On this background, the report has further suggested that a crisis-prone global economy has been
bringing rapid and vast geo- strategic changes in and around South Asia. And this when coupled
with a governance gap in the countries of the region - potential for increased conflict, wider scope
of regional instability, impact of new technologies, and the ability of the United States and China to
manage their relationship and the nature and intensity of their relations with India, will by and
large define the stability of the global system.
3. A RISING AND A RISKIER ASIA
What China achieved in eliminating poverty and bringing prosperity for its people within a period of
three decades is unparallel in human history.
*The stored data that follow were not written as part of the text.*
PR #628, opened 2017-10-19
Use Date constructors over unpredictable setters (fixes #625)

### LINKED ISSUE #625: Wrong datetime retrieved from database on DST day
Hello!

I've had a single issue on the day 15, and found out the problem lies in tedious. The issue is repeatable, and predictable, any query in a database on the date 2017-10-15 **in my timezone** returns a datetime with an hour offset (+1). useUTC is disabled.

The issue lies in this line: https://github.com/tediousjs/tedious/blob/d2cf7186c9d8eda4e530f42d5be8072eb6481e85/src/value-parser.js#L519-L521

When the line 520 changes the date to the faulty DST date 2017-10-15, it appropriately changes the time to 01:00:00, since 00:00:00 doesn't **exist**. So, in line 512, the Date object **sums** the 1 hour to the milliseconds from the database, which results in an offset.

The way to fix this is by removing the 1 hour difference from the Date object at that place, which isn't feasible directly because 00:00:00 doesn't exist. So we have to derive the current milliseconds offset in some way like calculating `getHours() * 60 * 60 * 1000` and then subtracting that from `milliseconds`.

I can submit a pull request later, but I really don't know how I would approach writing an unit test for this, since it seems dependent on the Date implementation and the timezone of the user.

fer22f:
As documented in bug #625, setters are a bit on the unpredictable side, `setDate` can, under certain circumstances, change the time of the `Date` object, preventing other calls from working correctly.

Missing unit tests of which I'm unsure of how to approach.

### DIFF
--- a/src/value-parser.js
+++ b/src/value-parser.js
@@ -492,13 +492,9 @@ function readSmallDateTime(parser, useUTC, callback) {
     parser.readUInt16LE((minutes) => {
       let value;
       if (useUTC) {
-        value = new Date(Date.UTC(1900, 0, 1));
-        value.setUTCDate(value.getUTCDate() + days);
-        value.setUTCMinutes(value.getUTCMinutes() + minutes);
+        value = new Date(Date.UTC(1900, 0, 1 + days, 0, minutes));
       } else {
-        value = new Date(1900, 0, 1);
-        value.setDate(value.getDate() + days);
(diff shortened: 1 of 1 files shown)


fer22f:
Thanks! Yea, we really need to look for a good way to test this...

PR #630, opened 2017-10-23
fix: Do not send username and password via LOGIN7 when a domain is set.

arthurschreiber:
This fixes a potentially security relevant issue where `tedious` would send username and password in plaintext via the LOGIN7 token, even if the `domain` option was specified and the credentials were sent as hashes via NTLM.

The security impact of this is rather low, as NTLM hashes are not really much more secure than plain text credentials, but this is still something we should fix.


arthurschreiber:
@v-suhame Thanks for the review! ❤️

v-suhame:
+1 for the release 😄

Issue #632, opened 2017-10-25
request emits prepared even on error (sometimes multiple times)


andrewsensus:
When connection.prepare(request) encounters an error, the request emits the 'prepared' event rather than emitting an error. If the event-handler responds to the false 'prepared' event by calling connection.execute(request, params) and that also encounters an error, then a second 'prepared' event is emitted rather than calling the request callback (even though connection.prepare(request) was only called once).

steps to reproduce:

However, what China‟s leadership and its state
controlled media display at times says that the enormous economic and military power it enjoyed -
is yet to be translated into level of confidence and trust in its behavior with other major regional
and global power.
As quoted by Joseph S. Nye Jr. in the New York Times President Hu Jintao in the beginning of this
year said “We must clearly see that international hostile forces are intensifying the strategic plot
of Westernizing and dividing China, and ideological and cultural fields are the focal areas of their
long-term infiltration.” Hu further said “the international culture of the West is strong while we
are weak.”
Similar is the case with India. In a book - South Asia‟s Weak States (OUP, 2011), T.V. Paul, an
Indian Scholar working in Canada has identified four types of weak states in the region: “failed
states, very weak states, weak states and strong weak states”. According to Paul while Afghanistan
comes close to failed states category, Nepal falls under the second grouping. Rests of the countries
except India come close to the „weak states‟ type and the most powerful country of the region and
5. an acclaimed economic giant of the 21st Century world – India typifies itself as a “strong weak
state” of South Asia.
This way, including India all South Asian states on varied degree are weak states and have often
failed to meet the core need of their national security, face the threats to their internal security
effectively and build minimum institutional capacity to tackle the complexity of multidimensional
security challenges they face.
When even the major global powers like China and India – right at the vanguard of an Asian
Century, exhibit dire inefficiency in building institutions in enhancing trust with countries in their
neighborhood and fail in taking effective actions against the situations that threaten their
security, ensure stability and sustain economic growth, the buzz word of Asian Century may end into
an odd joke of history.
What drives politicians is still a great puzzle in Asia. It seems they are yet to learn that - history
can always be corrected but the geography is always to be respected and realized with greatest
faith, trust and hope.
Refraining from nurturing its enthusiasm in advancing its strategic edge over India in other South
Asian countries and assuring its neighbors against its territorial ambition in East and South East
Asian waters, China can build a great moral political force that becomes fair to the size of its
economy and its sustenance.
Similarly if India succeeds in maintaining internal peace and stability - effectively and boldly in
addressing the concerns of its small neighbors in South Asia; undoubtedly, with the great reserve
of moral strengths it generates - India confidently can lead the Asian century.
However Herculean task it may be until India and China including countries like Japan, South
Korea, Indonesia and Pakistan gain ability in structuring an institutional framework to consult
each-other in all areas of bilateral and multilateral relations, their massive geo-political edge and
economic clout cannot be realized at the regional and global level.